Trimastix

Scientific classification
- Domain: Eukaryota
- (unranked): Excavata
- Phylum: Metamonada
- Class: Preaxostyla
- Order: Trimastigida
- Family: Trimastigidae
- Genus: Trimastix Kent, 1880
- Type species: Trimastix marina Kent, 1880
- Species: T. cionae; T. elaverinus; T. inaequalis; T. marina;
- Synonyms: Elvirea Parona Corrado 1886;

= Trimastix =

Genus of excavates

Trimastix is a genus of excavate protists, the sole occupant of the order Trimastigida. Trimastix are bacterivorous, free living and anaerobic. It was first observed in 1881 by William Kent. There are few known species, and the genus's role in the ecosystem is largely unknown. However, it is known that they generally live in marine environments within the tissues of decaying organisms to maintain an anoxic environment. Much interest in this group is related to its close association with other members of Preaxostyla. These organisms do not have classical mitochondria, and as such, much of the research involving these microbes is aimed at investigating the evolution of mitochondria.

A freshwater flagellate of similar morphology used to be included in this genus as Trimastix pyriformis, but was moved to Paratrimastix in 2015.

==Taxonomy==
- Order Trimastigida Cavalier-Smith 2003
  - Family Trimastigidae Saville Kent 1880
    - Genus Trimastix Saville Kent 1880
      - Species T. cionae (Parona Corrado 1886) Grassé 1952 [Elvirea cionae Parona Corrado 1886]
      - Species T. elaverinus Dumas 1930
      - Species T. inaequalis Bernard, Simpson & Patterson 2000
      - Species T. marina Kent 1880

== History of knowledge ==

Trimastix were first described by William Kent in 1881 when he observed a Trimastix cell in a sample sourced from decaying fuci seaweed. He described the genus at the time as free-swimming naked animalcules that are oval, or pear shaped, with a membranous border and three flagella inserted on the anterior end. Kent observed one flagellum facing forwards and two facing backwards. It was also noted in this account that Trimastix had a visually apparent nucleus and contractile vacuole but no visual oral aperture. Kent determined that Trimastix was a distinct genus, despite similarities to Dallingeria, because of the lateral border he observed which was not present in Dallingeria.

It was later determined that the lateral border Kent was referring to was in fact the oral aperture of Trimastix, which also contained a fourth flagella. Today, the morphology of Trimastix is better understood, including details not initially observed by Kent, such as Trimastix lacking a conventional mitochondrion. Current research indicates that despite there being no evidence that the organelle can produce ATP, there are certain mitochondrial functions that it appears to have maintained.

== Habitat and ecology ==
Trimastix can only survive in anaerobic habitats, but unlike many anaerobes without typical mitochondria, Trimastix are not parasitic. Trimastix instead consume bacteria through their ventral groove. In order to maintain an anoxic environment without parasitism or endosymbiosis, Trimastix are most often found inside the tissues of dead and decaying marine vegetation.

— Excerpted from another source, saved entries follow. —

PR #321, opened 2022-04-29
fix version mismatch by changing footer to V5

### LINKED ISSUE #320: Versions in footer and message do not agree, this causes issues reading Arrow files with other libraries (such as `arrow-rs`).
here version is set as V5
https://github.com/apache/arrow-julia/blob/a3f6da7c1d59f8321315f4955a3b45c48d38aab4/src/write.jl#L374

and here as V4
https://github.com/apache/arrow-julia/blob/a3f6da7c1d59f8321315f4955a3b45c48d38aab4/src/write.jl#L374

This causes issues reading files written with Arrow.jl from other languages' arrow implementations.

pcjentsch:
fixes #320

hopefully V5 is the correct version for both of these

With apache/arrow-rs#1631, files written by Arrow.jl are readable by `arrow-rs`.

### DIFF
--- a/src/write.jl
+++ b/src/write.jl
@@ -125,8 +125,8 @@ mutable struct Writer{T<:IO}
     msgs::OrderedChannel{Message}
     schema::Ref{Tables.Schema}
     firstcols::Ref{Any}
-    dictencodings::Dict{Int64, Any}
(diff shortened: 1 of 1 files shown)


quinnj (approved):
Thanks @pcjentsch!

== Morphology and ultrastructure ==
Trimastix cells are oblong broad anteriorly and taper posteriorly. Trimastix is 20 μm long and 8 μm wide. A kinetid of four flagella is located on the anterior end of the cell with one flagella anteriorly oriented, two flagella posteriorly oriented, and the fourth flagella sitting within an oral groove on the ventral side. Trimastix have one anterior pear-shaped nucleus that contains a large nucleolus.

Trimastix species do not have typical aerobic mitochondria, but they do have remnants of an ancestral mitochondrion, in the form of a hydrogenosome- or mitosome-like organelle. There is no evidence this organelle produces ATP. The organelle still appears to be targeted by proteins involved in amino acid metabolism, transport and maturation of proteins, and transport of metabolites so it likely retains some mitochondrial function relating to those areas.